From: Pablo Neira Ayuso <pablo@netfilter.org>
To: Phil Sutter <phil@nwl.cc>, Florian Westphal <fw@strlen.de>,
netfilter-devel@vger.kernel.org
Subject: Re: nfnetlink: Busy-loop in nfnetlink_rcv_msg()
Date: Wed, 26 Aug 2020 17:32:19 +0200 [thread overview]
Message-ID: <20200826153219.GA2640@salvia> (raw)
In-Reply-To: <20200824131104.GC23632@orbyte.nwl.cc>
Hi Phil,
On Mon, Aug 24, 2020 at 03:11:04PM +0200, Phil Sutter wrote:
[...]
> On Sun, Aug 23, 2020 at 02:04:34PM +0200, Pablo Neira Ayuso wrote:
> > Hi Phil,
> >
> > On Sat, Aug 22, 2020 at 01:06:15AM +0200, Phil Sutter wrote:
> > > Hi,
> > >
> > > Starting firewalld with two active zones in an lxc container provokes a
> > > situation in which nfnetlink_rcv_msg() loops indefinitely, because
> > > nc->call_rcu() (nf_tables_getgen() in this case) returns -EAGAIN every
> > > time.
> > >
> > > I identified netlink_attachskb() as the originator for the above error
> > > code. The conditional leading to it looks like this:
> > >
> > > | if ((atomic_read(&sk->sk_rmem_alloc) > sk->sk_rcvbuf ||
> > > | test_bit(NETLINK_S_CONGESTED, &nlk->state))) {
> > > | [...]
> > > | if (!*timeo) {
> > >
> > > *timeo is zero, so this seems to be a non-blocking socket. Both
> > > NETLINK_S_CONGESTED bit is set and sk->sk_rmem_alloc exceeds
> > > sk->sk_rcvbuf.
> > >
> > > From user space side, firewalld seems to simply call sendto() and the
> > > call never returns.
> > >
> > > How to solve that? I tried to find other code which does the same, but I
> > > haven't found one that does any looping. Should nfnetlink_rcv_msg()

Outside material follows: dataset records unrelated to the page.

PR #37, opened 2021-08-17
Set repo CI check requirements

wu-sheng:
@kezhenxu94 Do I use the correct CI task name?

### DIFF
--- a/.asf.yaml
+++ b/.asf.yaml
@@ -31,9 +31,7 @@ github:
   protected_branches:
     main:
       required_status_checks:
-        strict: true
         contexts:
           - Continuous Integration
       required_pull_request_reviews:
         dismiss_stale_reviews: true
-        required_approving_review_count: 1
--- a/.asf.yaml
+++ b/.asf.yaml
@@ -1,0 +1,39 @@
+  
+#
+# Licensed to the Apache Software Foundation (ASF) under one or more
+# contributor license agreements.  See the NOTICE file distributed with
+# this work for additional information regarding copyright ownership.
+# The ASF licenses this file to You under the Apache License, Version 2.0
+# (the "License"); you may not use this file except in compliance with
+# the License.  You may obtain a copy of the License at
+#
+#     http://www.apache.org/licenses/LICENSE-2.0
+#
+# Unless required by applicable law or agreed to in writing, software
+# distributed under the License is distributed on an "AS IS" BASIS,
+# WITHOUT WARRANTIES OR CONDITIONS OF ANY KIND, either express or implied.
+# See the License for the specific language governing permissions and
+# limitations under the License.
+#
+
+github:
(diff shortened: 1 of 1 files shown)


wu-sheng:
@hanahmily I still keep the `main` branch unprotected, direct push is still working.

.asf.yaml
```diff
@@ -0,0 +1,39 @@
...
+    rebase:  false
+  protected_branches:
+    main:
+      required_status_checks:
+        strict: true
+        contexts:
+          - Continuous Integration
+      required_pull_request_reviews:
+        dismiss_stale_reviews: true
+        required_approving_review_count: 1
```
kezhenxu94, line 39: > @hanahmily I still keep the main branch unprotected, direct push is still working.

This is not the case you said

kezhenxu94 (approved):

.asf.yaml
wu-sheng: Is this going to add branch protection? This was for review requirement

kezhenxu94: > Is this going to add branch protection? This was for review requirement

This config `strict: true` protects the branch.

hanahmily:
What I concern is do I have the legacy to merge any PRs?

.asf.yaml
kezhenxu94: > > Is this going to add branch protection? This was for review requirement
> 
> This config `strict: true` protects the branch.

And this

```
contexts:
  - Continuous Integration
```

According to GitHub

> - [x] Require status checks to pass before merging
> Choose which status checks must pass before branches can be merged into a branch that matches this rule. When enabled, commits must first be pushed to another branch, then merged or pushed directly to a branch that matches this rule after status checks have passed.

wu-sheng:
You could merge others' PRs, not yourself.

wu-sheng:
@hanahmily @kezhenxu94 I removed the review requirement for now. It should be added back once we are closing to our first release. We need to be careful after that.

.asf.yaml
```diff
@@ -0,0 +1,37 @@
...
+    - database
+  enabled_merge_buttons:
+    squash:  true
+    merge:   false
+    rebase:  false
+  protected_branches:
+    main:
+      required_status_checks:
+        contexts:
+          - Continuous Integration
```
kezhenxu94, line 35: These still not allows direct push to main branch

wu-sheng: Yes, but they can merge the PR through pull request alternatively.

kezhenxu94: If we don't want to allow direct push to main branch but allow merging committers' own PRs, this is OK to me

wu-sheng: Currently require CI passed and a committer merge(squash only).

kezhenxu94 (approved):

PR #39, opened 2021-08-17
Add strict: true for branch auto update

wu-sheng:


kezhenxu94 (approved):

wu-sheng:
We need fail fast or something? I still could merge even test fails randomly.

PR #436, opened 2024-04-24
Fix flaws found by stream load test

hanahmily:
Fix several issues:

1. If no index data is generated, memory leaks can occur, causing the index writer to block the entire writing process.
2. Approximately 50% of the space can be saved by removing the term value from the inverted index.
3. The stream previously did not scan all block metadata when retrieving a single element from part. This has been fixed.
4. In the stream query process, instead of scanning each series separately, a single query sorts data.
5. Empty shards have been removed.


wu-sheng (approved):

wu-sheng:
e2e fails, please fix it.

wu-sheng (approved):

PR #437, opened 2024-04-24
Polish block docs

wu-sheng:

### DIFF
--- a/docs/concept/tsdb.md
+++ b/docs/concept/tsdb.md
@@ -33,7 +33,8 @@ Notably, for data of the `Stream` type, since there are no field columns, the `f
 
 ## Block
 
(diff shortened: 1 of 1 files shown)


docs/concept/tsdb.md
```diff
@@ -33,7 +33,9 @@ Notably, for data of the `Stream` type, since there are no field columns, the `f
 
 ## Block
 
-The diagram below shows the detailed fields within each block. The block is the minimal unit of tsdb, which contains several rows of data. Due to the column-based design, each block is spread over several files.
+Each block holds data with the same series ID. 
+The max size of the measure block is controlled by data volume and the number of rows. Meanwhile, the max size of the stream block is controlled by data volume.
```
Superskyyy, line 37: Just curious is the data volume and number of rows adjustable through config?

wu-sheng: I think they are not able to do for now.

hanahmily: No, I do not want to expose it to end users who do not have experience configuring it. However, dedicated users or contributors can access it by reading the code.

PR #439, opened 2024-04-27
Fix the wrong server name

hanahmily:
- [x] If this pull request closes/resolves/fixes an existing issue, replace the issue number. Fixes apache/skywalking#12090.


wu-sheng (approved):

wu-sheng:
There seems to have a deadlink to the doc. Please recheck

wu-sheng (approved):

PR #440, opened 2024-04-28
Improve filtering performance of Stream

ButterBright:
The specification of the test environment is:
OS: Ubuntu 22.04.3 LTS x86_64
CPU: AMD EPYC 7282 (4) @ 2.794GHz
Memory: 7951MiB

The parameters for the benchmark test are:
{batchCount: 2, timestampCount: 500, seriesCount: 100, tagCardinality: 10, startTimestamp: 1, endTimestamp: 1000, scenario: "large-scale"}
{batchCount: 2, timestampCount: 500, seriesCount: 100, tagCardinality: 10, startTimestamp: 900, endTimestamp: 1000, scenario: "latest"}
{batchCount: 2, timestampCount: 500, seriesCount: 100, tagCardinality: 10, startTimestamp: 300, endTimestamp: 400, scenario: "historical"}

Query benchmark results before optimization:
BenchmarkFilter/filter-4                   1    4685496299 ns/op    2221001152 B/op  9874080 allocs/op
BenchmarkFilter/filter#01-4         1000000000           0.4689 ns/op          0 B/op          0 allocs/op
BenchmarkFilter/filter#02-4                1    1107566728 ns/op    221140904 B/op    990019 allocs/op

Query benchmark results after optimization:
BenchmarkFilter/filter-large-scale-4            1000000000           0.06766 ns/op         0 B/op          0 allocs/op
BenchmarkFilter/filter-latest-4                 1000000000           0.01630 ns/op         0 B/op          0 allocs/op
BenchmarkFilter/filter-historical-4             1000000000           0.01633 ns/op         0 B/op          0 allocs/op

Memory allocation details of Filter before optimization:
image
Memory allocation details of Filter after optimization:
image
Memory allocation details of Pull after optimization:
image

The improvement is significant and evident.

- [x] If this pull request closes/resolves/fixes an existing issue, replace the issue number. Fixes apache/skywalking#12160.


wu-sheng:
Are we going to include this into 0.6?

wu-sheng:
@ButterBright Please fix e2e.

wu-sheng:
I will leave this @hanahmily whether we include this into 0.6 or we should cut 0.6 first and do more tests for this commit.

hanahmily:
> I will leave this @hanahmily whether we include this into 0.6 or we should cut 0.6 first and do more tests for this commit.

I prefer to hold this commitment for a while. Since this improvement is a performance issue, we should introduce benchmark testing in addition to traditional UTs and E2E testing.

banyand/stream/block.go
```diff
@@ -575,6 +585,64 @@ func (bc *blockCursor) loadData(tmpBlock *block) bool {
 	return true
 }
 
+func (bc *blockCursor) searchData(tmpBlock *block) bool {
```
hanahmily, line 588: Please merge this function into `loadData`.

banyand/stream/filter.go
```diff
@@ -0,0 +1,352 @@
...
+)
+
+type filterOptions struct {
+	elementRefMap map[common.SeriesID][]int64
+	pbv1.StreamFilterOptions
+	minTimestamp int64
+	maxTimestamp int64
+}
+
+type filterResult struct {
```
hanahmily, line 42: It may be a good idea to merge this type with `queryResult` since they share the most logic.

banyand/stream/filter.go
```diff
@@ -0,0 +1,352 @@
...
+	db := s.databaseSupplier.SupplyTSDB()
+	var result filterResult
+	if db == nil {
+		return srp, nil
+	}
+	tsdb := db.(storage.TSDB[*tsTable, option])
+	tabWrappers := tsdb.SelectTSTables(*sfo.TimeRange)
+	sort.Slice(tabWrappers, func(i, j int) bool {
+		return tabWrappers[i].GetTimeRange().Start.Before(tabWrappers[j].GetTimeRange().Start)
+	})
```
hanahmily, line 232: Why did you sort the tables here? The table list is already in ascending order by default.

banyand/stream/filter.go
```diff
@@ -0,0 +1,352 @@
...
+	if err != nil {
+		return nil, err
+	}
+	if len(seriesList) == 0 {
+		return srp, nil
+	}
+
+	var sids []common.SeriesID
+	for i := range seriesList {
+		sids = append(sids, seriesList[i].ID)
```
hanahmily, line 256: sids should contain `index.Search` result instead of `tsdb.Lookup`

hanahmily (changes requested):

wu-sheng:
@ButterBright @hanahmily Let's think how we could build tests to verify this? @hanahmily Is your local benchmark suitable for this case?

hanahmily:
> @ButterBright @hanahmily Let's think how we could build tests to verify this? @hanahmily Is your local benchmark suitable for this case?

Existing stress tests could also verify it, but we need to use a lightweight benchmark suite to do this job. I have discussed with @ButterBright to add some benchmarks to the package.

banyand/measure/query.go
```diff
@@ -378,20 +379,32 @@ func (qr *queryResult) Pull() *pbv1.MeasureResult {
 		if len(qr.data) == 0 {
 			return nil
 		}
-		// TODO:// Parallel load
-		tmpBlock := generateBlock()
-		defer releaseBlock(tmpBlock)
+		blankCursorList := []int{}
+		var mu sync.Mutex
+		var wg sync.WaitGroup
```
hanahmily, line 384: You could use a single channel to implement it:

```go
resultsChan := make(chan int, len(qr.data))
...
if qr.loadData(i, tmpBlock) {
		if qr.orderByTimestampDesc(i) {
			qr.data[i].idx = len(qr.data[i].timestamps) - 1
		}
		resultsChan <- -1 // Indicate success
	} else {
		resultsChan <- i // Indicate failure with the index
	}
...
var blankCursorList []int
completed := 0

// Process results from all goroutines.
for completed < len(qr.data) {
result := <-resultsChan
if result != -1 {
	blankCursorList = append(blankCursorList, result)
}
completed++
}

close(resultsChan) // Close the channel as we're done with it.
```

banyand/measure/query.go
```diff
@@ -378,20 +379,32 @@ func (qr *queryResult) Pull() *pbv1.MeasureResult {
...
-				i--
-			}
-			if i < 0 {
-				continue
-			}
-			if qr.orderByTimestampDesc() {
-				qr.data[i].idx = len(qr.data[i].timestamps) - 1
-			}
+			wg.Add(1)
+			go func(i int) {
```
hanahmily, line 387: Please limit the maximum number of goroutines to twice the number of CPU cores specified by the GOMAXPROCS. You can find more information about GOMAXPROCS [here](https://pkg.go.dev/runtime#GOMAXPROCS).

banyand/stream/block.go
```diff
@@ -543,12 +548,30 @@ func (bc *blockCursor) loadData(tmpBlock *block) bool {
 	bc.bm.tagFamilies = tf
 	tmpBlock.mustReadFrom(&bc.tagValuesDecoder, bc.p, bc.bm)
 
-	start, end, ok := timestamp.FindRange(tmpBlock.timestamps, bc.minTimestamp, bc.maxTimestamp)
-	if !ok {
-		return false
+	idxList := make([]int, 0)
+	var start, end int
+	if applyFilter {
```
hanahmily, line 553: The "applyFilter" is unnecessary. Instead, you can simply check if "expectedTimestamps" is equal to nil.

banyand/stream/query.go
```diff
@@ -151,62 +153,77 @@ type queryResult struct {
...
 	if !qr.loaded {
 		if len(qr.data) == 0 {
 			return nil
 		}
-		// TODO:// Parallel load
-		tmpBlock := generateBlock()
-		defer releaseBlock(tmpBlock)
+		blankCursorList := []int{}
+		var mu sync.Mutex
+		var wg sync.WaitGroup
```
hanahmily, line 163: The same as the measure's query.

hanahmily (changes requested):

hanahmily:
@ButterBright The benchmark result shows significant improvement. Can you analyze the benchmark to understand why the allocation is 0? This could provide valuable insights.

ButterBright:
Sure.

hanahmily (approved):

PR #445, opened 2024-05-14
Fix topn query nil and add more context to err

hanahmily:
- [x] If this pull request closes/resolves/fixes an existing issue, replace the issue number. Fixes apache/skywalking#12219.


wu-sheng (approved):

lujiajing1126 (approved):
LGTM

lujiajing1126:
Will we cherry-pick this commit to v0.6.x?

wu-sheng:
> Will we cherry-pick this commit to v0.6.x?

It depends on why this happens. If this is blocking the general use, we should have 0.6.1. Otherwise, it is not in urgent. 
e2e covers the feature, but it doesn't complain anything.

@lujiajing1126 Do you face anything in testing?

hanahmily:
> Will we cherry-pick this commit to v0.6.x?

I prefer waiting for 24 hours for future feedback on the error, and regardless of the result, a new patch is necessary.

Almot77:
Okay, i'l test it now.

We use php application in docker + sw php libay for trace collecting + grafana dashboards (made from sw examples for grafana)

PR #455, opened 2024-05-29
Fix several issues of topN pre-calculation

hanahmily:


wu-sheng (approved):
I renamed the milestone name to match your changelogs. And created new 0.7 milestone.

PR #460, opened 2024-06-01
[GsoC][BanyanDB] Self Observability: Fix Metrics Creation 

Sylvie-Wxr:

Fix Explanation:
Metrics such as Gauge, Counter and Histogram should only be created once. 
Fix the code to use Register to create metrics. Use getter to get already registered metrics.


hanahmily (approved):
LGTM

wu-sheng:
This PR seems breaking the CIs somehow. Please verify and recheck.

hanahmily (approved):

PR #464, opened 2024-06-06
Fix the filtering of stream in descending order by timestamp

ButterBright:
When filtering according to the indexRule while sorting in descending order by timestamp,  the elements remaining after applying the limit are incorrect.

### DIFF
--- a/CHANGES.md
+++ b/CHANGES.md
@@ -19,6 +19,7 @@ Release Notes.
 - Fix duplicated items in the query aggregation top-n list.
 - Fix non-"value" field in topN pre-calculation result measure is lack of data.
 - Encode escaped characters to int64 bytes to fix the malformed data.
+- Fix the filtering of stream in descending order by timestamp.
 
 ## 0.6.0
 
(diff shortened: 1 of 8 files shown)


wu-sheng:
Could you describe what is the effect of this bug?

ButterBright:
Sure.

hanahmily (approved):

CHANGES.md
```diff
@@ -19,6 +19,7 @@ Release Notes.
 - Fix duplicated items in the query aggregation top-n list.
 - Fix non-"value" field in topN pre-calculation result measure is lack of data.
 - Encode escaped characters to int64 bytes to fix the malformed data.
+- Fix the filtering of stream in descending order by timestamp.
```
hanahmily, line 22: Move it to 0.7.0

hanahmily (changes requested):

ButterBright:
When sorting in descending order by timestamp, the previous method always filtered out the elements with the smallest timestamps, rather than the largest ones.

hanahmily (approved):

PR #465, opened 2024-06-06
Return the tagValue of sorted tag

ButterBright:

### DIFF
--- a/api/proto/banyandb/database/v1/schema.proto
+++ b/api/proto/banyandb/database/v1/schema.proto
@@ -171,7 +171,7 @@ message IndexRule {
   }
   // analyzer analyzes tag value to support the full-text searching for TYPE_INVERTED indices.
   Analyzer analyzer = 5;
-  // sorted indicates whether the index is for sorting.
+  // no_sort indicates whether the index is not for sorting.
   bool no_sort = 6;
 }
 
--- a/api/proto/banyandb/database/v1/schema.proto
+++ b/api/proto/banyandb/database/v1/schema.proto
@@ -156,8 +156,10 @@ message IndexRule {
   }
   // type is the IndexType of this IndexObject.
   Type type = 3 [(validate.rules).enum.defined_only = true];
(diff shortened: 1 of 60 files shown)


api/proto/banyandb/database/v1/schema.proto
```diff
@@ -156,8 +156,10 @@ message IndexRule {
   }
   // type is the IndexType of this IndexObject.
   Type type = 3 [(validate.rules).enum.defined_only = true];
+  // sorted indicates whether the index is for sorting.
+  bool sorted = 4;
```
wu-sheng, line 160: Adding the flag(4) would make incompatible change.

The good practice should be the largest index for a new field.

wu-sheng: You should move `sorted` to 7, and accept the value absent with a default value, which could keep the compatibility.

> > > maybe just return -EAGAIN to the caller if it comes from call_rcu
> > > backend?
> >
> > It's a bug in the netlink frontend, which erroneously reports -EAGAIN
> > to the nfnetlink when the socket buffer is full, see:
> >
> > https://patchwork.ozlabs.org/project/netfilter-devel/patch/20200823115536.16631-1-pablo@netfilter.org/
>
> Obviously this avoids the lockup. As correctly assumed by Florian,
> firewalld startup fails instead. (The daemon keeps running, but an error
> message is printed indicating that initial ruleset setup failed.)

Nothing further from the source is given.